▶ DATA:
PR #239, opened 2025-07-01
Replace lodash with es-toolkit

dayongkr:
### Summary
This PR replaces `lodash.debounce` dependency in `babel-helper-define-polyfill-provider` and `lodash` in build scripts with `es-toolkit`, achieving significant bundle size reduction while maintaining full compatibility.

### Changes
- **babel-helper-define-polyfill-provider**: Replaced `lodash.debounce` with `es-toolkit/debounce`
- **Build scripts**: Replaced `lodash` with `es-toolkit`

### Benefits
- **Bundle size reduction**: debounce function code reduced from 378 lines to 110 lines (~3x smaller)
- **Cleaner implementation**: es-toolkit removes unnecessary utilities like `toNumber`, `isSymbol`, etc., keeping only the essential logic needed for most use cases
- **Zero breaking changes**: Build output diff shows identical results except for the migration itself
- **Full compatibility**: es-toolkit/compat passes all lodash test cases and maintains 100% interface compatibility

### Performance Impact
While debounce functions don't typically have significant performance implications, the substantial bundle size reduction (3x smaller) provides clear value for end users.

### Testing
- ✅ All existing tests pass
- ✅ Build output verification shows identical results

  - Screenshot 2025-07-02 at 12 07 55 AM

- ✅ es-toolkit/compat compatibility confirmed through lodash test suite

### Migration Details
The migration maintains the exact same API surface, ensuring this is a drop-in replacement with no changes required for consumers of this package.

### DIFF
--- a/package.json
+++ b/package.json
@@ -49,7 +49,6 @@
     "gulp-watch": "^5.0.1",
     "jest": "^27.5.1",
     "lerna": "^3.22.1",
-    "lodash": "^4.17.21",
     "prettier": "^3.6.2",
     "rimraf": "^2.7.1",
     "rollup": "^2.79.2",
@@ -93,5 +92,8 @@
     }
   },
   "version": "0.0.0",
-  "packageManager": "yarn@4.9.2"
+  "packageManager": "yarn@4.9.2",
+  "dependencies": {
+    "es-toolkit": "^1.39.5"
+  }
 }
--- a/packages/babel-helper-define-polyfill-provider/package.json
+++ b/packages/babel-helper-define-polyfill-provider/package.json
@@ -36,7 +36,7 @@
     "@babel/helper-compilation-targets": "^7.27.2",
     "@babel/helper-plugin-utils": "^7.27.1",
     "debug": "^4.4.1",
-    "lodash.debounce": "^4.0.8",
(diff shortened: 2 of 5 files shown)


package.json
```diff
@@ -93,5 +92,8 @@
     }
   },
   "version": "0.0.0",
-  "packageManager": "yarn@4.9.2"
+  "packageManager": "yarn@4.9.2",
+  "dependencies": {
```
nicolo-ribaudo, line 96: This should be a devDependency

dayongkr: Thanks for catching this!

dayongkr:
> Also sorry, but the `es-toolkit` npm package is 35x larger than the `lodash.debounce` (`lodash` is just a devDependency, so it doesn't really count):
> 
> * https://bundlephobia.com/package/lodash.debounce@4.0.8
> * https://bundlephobia.com/package/es-toolkit@1.39.5

While it's true that downloads would increase, since you can import only the functions(files) you need, the actual build output will be smaller than before.

dayongkr:
For now, es-toolkit targets Node LTS versions, but I haven't measured the lodash compatibility layer like es-toolkit/compat.

I'll look this part, align it with simillar specs as lodash, and share the results through this PR again!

▶ EXERCISE DETAILS: Exact duplication is required for the lines above, from the line that contains "- ✅ Build output" to the line that contains "The migration maintains", inclusive; omit all others.

▶ SOLUTION FOR THIS EXERCISE:
- ✅ Build output verification shows identical results

  - Screenshot 2025-07-02 at 12 07 55 AM

- ✅ es-toolkit/compat compatibility confirmed through lodash test suite

### Migration Details
The migration maintains the exact same API surface, ensuring this is a drop-in replacement with no changes required for consumers of this package.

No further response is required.